Sunday, October 2, 2011

SNA on Savings Groups in Sub-Saharan Africa

The following link describes dependence in various African countries on savings groups as a means to finance important needs. Some microfinance institutions are also leveraging this concept by making loans to groups of people rather than to individuals. These small microloan and savings groups are essentially networks, usually of women, in developing countries. It occurred to me that a social network analysis of these kinds of groups might be interesting to see if there were any structural commonalities between those groups that had better repayment rates or used their funds to generate higher returns. I'd hypothesize that groups with stronger ties may be more successful at working together to use funds more efficiently. It would be interesting to ask the women in the group to rank how well they know the others in the group or to ask them to assign a confidential ranking based on how close their friendship is with other women to get a sense of how strong the bonds are between members of the group.
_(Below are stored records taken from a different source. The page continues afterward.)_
PR #305, opened 2022-06-15
Added SurplusEventTable

### LINKED ISSUE #303: Create `SurplusEventsTable`
### Goal
The user has transparency on the different activity for the auction at hand via a dedicated `SurplusEventsTable`

### Context

This issue covers the creation of the `SurplusEventsTable`. It will later on be displayed on the auction page of one specific surplus auction. The table covers the basic events of a surplus auction. These are "start" , several "bid" events and a closing "collect" event

### Tasks
- [ ] Create the `SurplusEventsTable` (see mock below)
- [ ] Transaction column should include a clickable transaction hash that links to etherscan `https://etherscan.io/tx/[tx-hash]`
- [ ] type column -> string
- [ ] wallet -> wallet address with a clickable etherscan link `https://etherscan.io/address/[address]`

Furthermore, if we were able to do a social network of several small villages where, for example, local women had a savings group, we could also see if the returns on their use of funds correlates with the average Eigenvector or closeness scores for the group. This would be logical because the better connected women are to others in their community, perhaps the better able they are to sell goods or provide services to their community with the funds that their group gives them. I'd imagine that this could also be used to analyze individual sales people in a village or in a souq to see if having a robust social network in the community translates to financial gains for the business. It would then be interesting to weigh the strength of the social network versus other buyer care-abouts like price, quality, etc. in determining how strongly consumer behavior is influenced by social networks. While I initially thought of this idea based on an interest in developing markets, I'd assume that the takeaways could well be applicable and relevant to businesses in the developed world also, and that could be a really meaningful insight for marketing professionals everywhere.

Ravi

1 comment:

Christopher Tunnard said...

Good points. I might argue that, while better connections amongst each other might well lead to more within-group efficiency, the women who have ties to other groups might be the most important. That's where the Eigenvector measure would be useful.